(Beginning of Exercise inputs)

PR #5456, opened 2025-02-16
update hashing functions from md5 to sha256

kranurag7:
# What this PR does

updates all instances of md5 to sha256.

N/A (there were no open issues about this)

(End of Exercise inputs)

• [Instructions for the task]:
All lines holding the word "this" must be copied from the data.

• [Response area]:
# What this PR does
N/A (there were no open issues about this)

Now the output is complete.